Copy each line from the data that has the word "entire" in it.

*** Begin section ***

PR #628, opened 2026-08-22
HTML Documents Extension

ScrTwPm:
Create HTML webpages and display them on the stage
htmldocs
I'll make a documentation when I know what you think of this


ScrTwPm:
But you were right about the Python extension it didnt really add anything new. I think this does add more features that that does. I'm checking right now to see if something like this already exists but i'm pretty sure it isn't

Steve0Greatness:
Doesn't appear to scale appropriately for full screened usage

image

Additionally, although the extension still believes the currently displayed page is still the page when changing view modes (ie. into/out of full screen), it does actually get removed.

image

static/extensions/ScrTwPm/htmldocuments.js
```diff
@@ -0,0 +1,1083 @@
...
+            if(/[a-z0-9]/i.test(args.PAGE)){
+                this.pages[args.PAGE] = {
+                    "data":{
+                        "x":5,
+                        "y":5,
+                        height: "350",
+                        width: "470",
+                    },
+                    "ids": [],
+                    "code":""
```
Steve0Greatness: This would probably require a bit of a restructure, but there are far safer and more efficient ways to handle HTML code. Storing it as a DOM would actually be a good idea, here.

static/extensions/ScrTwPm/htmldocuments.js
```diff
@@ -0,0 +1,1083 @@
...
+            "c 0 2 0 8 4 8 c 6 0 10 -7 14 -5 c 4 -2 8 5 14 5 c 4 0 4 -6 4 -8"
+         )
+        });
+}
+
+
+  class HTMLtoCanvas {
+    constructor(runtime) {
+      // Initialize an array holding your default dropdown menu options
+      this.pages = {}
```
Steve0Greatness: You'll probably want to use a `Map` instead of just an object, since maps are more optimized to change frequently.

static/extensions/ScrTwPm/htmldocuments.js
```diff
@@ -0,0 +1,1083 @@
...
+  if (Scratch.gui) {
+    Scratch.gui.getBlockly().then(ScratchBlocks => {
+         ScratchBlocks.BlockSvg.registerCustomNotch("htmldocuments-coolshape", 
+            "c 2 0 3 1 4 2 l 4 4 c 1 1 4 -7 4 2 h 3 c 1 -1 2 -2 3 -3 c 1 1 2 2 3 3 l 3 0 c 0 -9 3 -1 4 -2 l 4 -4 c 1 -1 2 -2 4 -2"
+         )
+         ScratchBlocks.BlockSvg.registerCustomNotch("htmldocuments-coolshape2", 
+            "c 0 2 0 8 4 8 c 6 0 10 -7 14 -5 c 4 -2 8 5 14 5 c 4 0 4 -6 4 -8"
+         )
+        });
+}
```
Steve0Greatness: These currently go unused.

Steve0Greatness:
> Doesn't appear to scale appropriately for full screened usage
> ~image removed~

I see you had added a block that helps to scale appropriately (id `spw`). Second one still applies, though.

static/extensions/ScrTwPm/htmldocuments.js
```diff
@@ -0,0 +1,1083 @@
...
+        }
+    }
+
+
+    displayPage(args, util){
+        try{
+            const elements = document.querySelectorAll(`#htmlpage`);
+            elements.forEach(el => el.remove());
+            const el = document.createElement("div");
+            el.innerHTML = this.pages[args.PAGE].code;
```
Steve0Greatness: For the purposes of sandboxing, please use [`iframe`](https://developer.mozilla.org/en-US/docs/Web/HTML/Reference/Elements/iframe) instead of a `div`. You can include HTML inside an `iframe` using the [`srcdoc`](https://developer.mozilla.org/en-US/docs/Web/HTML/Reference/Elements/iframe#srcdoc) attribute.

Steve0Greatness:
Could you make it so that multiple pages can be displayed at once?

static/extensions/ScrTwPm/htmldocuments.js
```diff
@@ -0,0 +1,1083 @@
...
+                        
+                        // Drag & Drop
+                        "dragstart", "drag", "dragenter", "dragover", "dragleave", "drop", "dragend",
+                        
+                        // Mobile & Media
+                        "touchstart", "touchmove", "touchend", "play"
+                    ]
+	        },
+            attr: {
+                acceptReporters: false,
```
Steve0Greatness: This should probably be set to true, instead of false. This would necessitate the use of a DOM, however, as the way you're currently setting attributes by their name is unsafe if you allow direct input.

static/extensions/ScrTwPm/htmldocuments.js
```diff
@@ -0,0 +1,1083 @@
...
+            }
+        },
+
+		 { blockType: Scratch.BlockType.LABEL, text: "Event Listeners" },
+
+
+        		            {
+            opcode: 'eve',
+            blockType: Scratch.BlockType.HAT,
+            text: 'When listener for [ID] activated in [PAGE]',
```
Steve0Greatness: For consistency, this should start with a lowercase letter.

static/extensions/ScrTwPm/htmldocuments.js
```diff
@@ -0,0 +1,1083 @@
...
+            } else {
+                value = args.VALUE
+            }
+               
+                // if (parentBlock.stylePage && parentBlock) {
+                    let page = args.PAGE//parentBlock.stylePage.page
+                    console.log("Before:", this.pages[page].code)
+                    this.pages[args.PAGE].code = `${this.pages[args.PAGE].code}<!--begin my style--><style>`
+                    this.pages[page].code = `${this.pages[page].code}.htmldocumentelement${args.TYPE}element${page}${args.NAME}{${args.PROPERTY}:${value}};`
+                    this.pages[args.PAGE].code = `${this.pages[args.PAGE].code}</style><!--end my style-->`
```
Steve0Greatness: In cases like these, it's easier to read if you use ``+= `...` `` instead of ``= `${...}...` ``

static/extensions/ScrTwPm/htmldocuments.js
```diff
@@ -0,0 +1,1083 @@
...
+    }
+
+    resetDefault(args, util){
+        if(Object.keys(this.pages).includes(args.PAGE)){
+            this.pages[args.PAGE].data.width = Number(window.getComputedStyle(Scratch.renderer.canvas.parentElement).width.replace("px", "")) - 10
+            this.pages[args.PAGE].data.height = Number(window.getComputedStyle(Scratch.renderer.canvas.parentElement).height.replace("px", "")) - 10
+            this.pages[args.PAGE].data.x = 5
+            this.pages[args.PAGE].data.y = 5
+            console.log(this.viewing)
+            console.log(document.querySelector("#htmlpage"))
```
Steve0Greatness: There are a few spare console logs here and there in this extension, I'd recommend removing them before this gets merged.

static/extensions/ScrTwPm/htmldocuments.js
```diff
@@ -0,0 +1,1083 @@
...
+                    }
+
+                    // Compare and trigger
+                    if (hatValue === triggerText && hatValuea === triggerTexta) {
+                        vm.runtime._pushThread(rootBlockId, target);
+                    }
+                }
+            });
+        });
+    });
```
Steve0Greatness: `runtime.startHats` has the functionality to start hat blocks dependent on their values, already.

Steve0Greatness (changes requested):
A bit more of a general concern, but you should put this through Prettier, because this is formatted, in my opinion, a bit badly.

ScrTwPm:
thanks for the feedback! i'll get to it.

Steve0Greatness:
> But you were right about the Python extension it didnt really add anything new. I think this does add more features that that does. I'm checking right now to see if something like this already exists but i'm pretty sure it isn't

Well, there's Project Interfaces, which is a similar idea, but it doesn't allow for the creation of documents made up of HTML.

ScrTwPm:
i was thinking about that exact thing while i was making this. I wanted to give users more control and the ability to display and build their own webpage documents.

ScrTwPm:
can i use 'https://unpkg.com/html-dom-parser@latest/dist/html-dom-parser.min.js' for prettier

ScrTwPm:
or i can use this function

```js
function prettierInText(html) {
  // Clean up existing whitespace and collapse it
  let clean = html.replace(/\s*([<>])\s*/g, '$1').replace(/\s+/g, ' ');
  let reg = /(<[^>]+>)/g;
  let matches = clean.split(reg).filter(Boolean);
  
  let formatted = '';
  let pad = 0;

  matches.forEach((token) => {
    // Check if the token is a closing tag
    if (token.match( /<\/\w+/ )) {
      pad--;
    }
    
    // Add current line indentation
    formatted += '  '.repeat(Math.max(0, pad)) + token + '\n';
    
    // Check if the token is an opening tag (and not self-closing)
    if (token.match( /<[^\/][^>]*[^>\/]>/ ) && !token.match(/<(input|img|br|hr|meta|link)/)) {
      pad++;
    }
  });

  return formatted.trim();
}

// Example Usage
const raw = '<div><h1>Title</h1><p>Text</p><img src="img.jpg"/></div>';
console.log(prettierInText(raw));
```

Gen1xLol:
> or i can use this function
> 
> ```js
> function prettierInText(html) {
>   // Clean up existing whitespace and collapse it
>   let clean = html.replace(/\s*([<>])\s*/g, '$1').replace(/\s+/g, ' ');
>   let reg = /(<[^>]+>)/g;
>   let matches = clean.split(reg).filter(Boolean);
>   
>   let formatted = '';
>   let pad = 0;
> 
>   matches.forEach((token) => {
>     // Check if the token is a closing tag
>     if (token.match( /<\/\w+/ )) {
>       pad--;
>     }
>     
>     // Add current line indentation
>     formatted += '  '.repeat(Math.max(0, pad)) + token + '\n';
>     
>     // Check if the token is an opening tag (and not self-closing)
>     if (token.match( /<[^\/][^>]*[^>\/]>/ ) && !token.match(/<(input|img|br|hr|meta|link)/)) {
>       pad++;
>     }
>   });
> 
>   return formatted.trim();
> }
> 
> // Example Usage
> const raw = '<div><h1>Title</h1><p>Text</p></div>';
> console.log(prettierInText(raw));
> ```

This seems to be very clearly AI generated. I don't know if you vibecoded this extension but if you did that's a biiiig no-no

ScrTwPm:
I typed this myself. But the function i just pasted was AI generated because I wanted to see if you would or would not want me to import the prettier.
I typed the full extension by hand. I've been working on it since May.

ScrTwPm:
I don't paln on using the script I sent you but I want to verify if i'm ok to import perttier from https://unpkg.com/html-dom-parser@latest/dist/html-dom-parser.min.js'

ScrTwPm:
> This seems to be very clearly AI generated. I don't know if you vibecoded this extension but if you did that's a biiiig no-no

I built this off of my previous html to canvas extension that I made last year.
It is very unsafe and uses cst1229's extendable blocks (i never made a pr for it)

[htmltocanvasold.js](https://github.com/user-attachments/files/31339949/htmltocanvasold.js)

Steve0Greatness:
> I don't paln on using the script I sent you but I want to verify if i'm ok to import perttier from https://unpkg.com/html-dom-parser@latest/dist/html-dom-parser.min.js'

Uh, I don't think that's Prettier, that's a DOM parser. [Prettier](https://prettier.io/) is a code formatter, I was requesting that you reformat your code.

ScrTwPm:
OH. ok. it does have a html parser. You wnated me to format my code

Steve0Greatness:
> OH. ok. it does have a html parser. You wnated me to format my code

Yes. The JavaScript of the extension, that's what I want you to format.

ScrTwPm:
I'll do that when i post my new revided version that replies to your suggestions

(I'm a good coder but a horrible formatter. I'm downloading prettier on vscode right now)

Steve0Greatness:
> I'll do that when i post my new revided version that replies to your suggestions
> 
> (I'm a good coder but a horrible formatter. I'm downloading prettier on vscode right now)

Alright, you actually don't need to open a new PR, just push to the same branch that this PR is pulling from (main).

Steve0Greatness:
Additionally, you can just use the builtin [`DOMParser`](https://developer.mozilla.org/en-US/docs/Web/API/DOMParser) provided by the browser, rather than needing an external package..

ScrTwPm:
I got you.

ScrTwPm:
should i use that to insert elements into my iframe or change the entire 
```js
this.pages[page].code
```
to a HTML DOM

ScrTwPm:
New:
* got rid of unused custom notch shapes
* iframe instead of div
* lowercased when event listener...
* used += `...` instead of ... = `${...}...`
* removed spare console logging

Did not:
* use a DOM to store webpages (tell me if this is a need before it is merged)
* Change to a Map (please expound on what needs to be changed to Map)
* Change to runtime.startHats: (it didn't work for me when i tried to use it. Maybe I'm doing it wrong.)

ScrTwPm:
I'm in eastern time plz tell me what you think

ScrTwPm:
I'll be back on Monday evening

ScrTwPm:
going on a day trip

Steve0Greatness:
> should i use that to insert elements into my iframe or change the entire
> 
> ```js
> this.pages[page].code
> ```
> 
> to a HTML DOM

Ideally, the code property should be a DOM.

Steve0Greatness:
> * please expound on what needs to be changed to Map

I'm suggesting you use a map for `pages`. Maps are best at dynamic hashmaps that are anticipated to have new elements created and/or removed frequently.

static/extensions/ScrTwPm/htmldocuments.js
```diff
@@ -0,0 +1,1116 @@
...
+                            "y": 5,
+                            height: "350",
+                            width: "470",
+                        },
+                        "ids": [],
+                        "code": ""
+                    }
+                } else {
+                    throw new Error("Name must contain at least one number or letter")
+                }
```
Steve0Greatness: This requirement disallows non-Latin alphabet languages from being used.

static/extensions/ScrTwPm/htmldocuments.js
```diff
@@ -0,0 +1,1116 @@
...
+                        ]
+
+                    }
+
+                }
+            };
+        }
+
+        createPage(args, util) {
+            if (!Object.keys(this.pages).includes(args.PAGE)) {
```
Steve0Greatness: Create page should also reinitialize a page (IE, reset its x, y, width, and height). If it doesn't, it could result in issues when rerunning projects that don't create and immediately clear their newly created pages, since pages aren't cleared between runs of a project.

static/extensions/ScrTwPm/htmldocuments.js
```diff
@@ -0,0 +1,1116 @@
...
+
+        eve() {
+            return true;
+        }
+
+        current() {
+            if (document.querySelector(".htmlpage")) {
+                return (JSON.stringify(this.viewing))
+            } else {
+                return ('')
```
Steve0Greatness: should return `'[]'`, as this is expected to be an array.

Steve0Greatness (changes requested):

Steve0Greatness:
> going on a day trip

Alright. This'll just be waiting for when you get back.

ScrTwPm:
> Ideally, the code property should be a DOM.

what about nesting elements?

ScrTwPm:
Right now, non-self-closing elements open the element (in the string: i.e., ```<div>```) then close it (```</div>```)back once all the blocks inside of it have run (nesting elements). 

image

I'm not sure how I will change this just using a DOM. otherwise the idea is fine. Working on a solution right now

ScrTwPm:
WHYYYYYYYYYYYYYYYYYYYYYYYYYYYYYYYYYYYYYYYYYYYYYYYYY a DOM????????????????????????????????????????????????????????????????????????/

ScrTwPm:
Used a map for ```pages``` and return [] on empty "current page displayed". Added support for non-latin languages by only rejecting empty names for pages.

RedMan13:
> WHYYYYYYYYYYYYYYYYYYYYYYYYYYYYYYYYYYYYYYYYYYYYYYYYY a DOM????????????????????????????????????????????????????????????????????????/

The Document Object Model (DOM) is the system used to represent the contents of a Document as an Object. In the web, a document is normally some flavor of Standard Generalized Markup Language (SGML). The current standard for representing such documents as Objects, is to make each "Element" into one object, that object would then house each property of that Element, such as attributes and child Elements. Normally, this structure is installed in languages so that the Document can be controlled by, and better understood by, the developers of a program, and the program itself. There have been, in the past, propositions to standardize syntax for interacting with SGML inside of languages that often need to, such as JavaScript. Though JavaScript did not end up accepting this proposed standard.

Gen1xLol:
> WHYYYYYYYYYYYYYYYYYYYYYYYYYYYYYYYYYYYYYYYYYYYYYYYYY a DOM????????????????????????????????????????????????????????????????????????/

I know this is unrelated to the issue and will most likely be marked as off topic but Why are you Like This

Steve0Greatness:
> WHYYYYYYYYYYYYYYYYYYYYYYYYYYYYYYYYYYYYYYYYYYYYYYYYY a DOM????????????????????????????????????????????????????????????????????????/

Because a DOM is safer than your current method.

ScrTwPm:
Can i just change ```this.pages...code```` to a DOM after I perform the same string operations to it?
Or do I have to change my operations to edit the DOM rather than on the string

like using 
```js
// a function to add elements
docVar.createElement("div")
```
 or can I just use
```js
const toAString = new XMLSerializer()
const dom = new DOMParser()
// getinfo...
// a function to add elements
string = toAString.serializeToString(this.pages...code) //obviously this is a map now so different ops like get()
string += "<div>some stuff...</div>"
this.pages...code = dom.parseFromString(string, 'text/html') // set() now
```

*** End section ***

EXERCISE RESPONSE -
should i use that to insert elements into my iframe or change the entire 
> should i use that to insert elements into my iframe or change the entire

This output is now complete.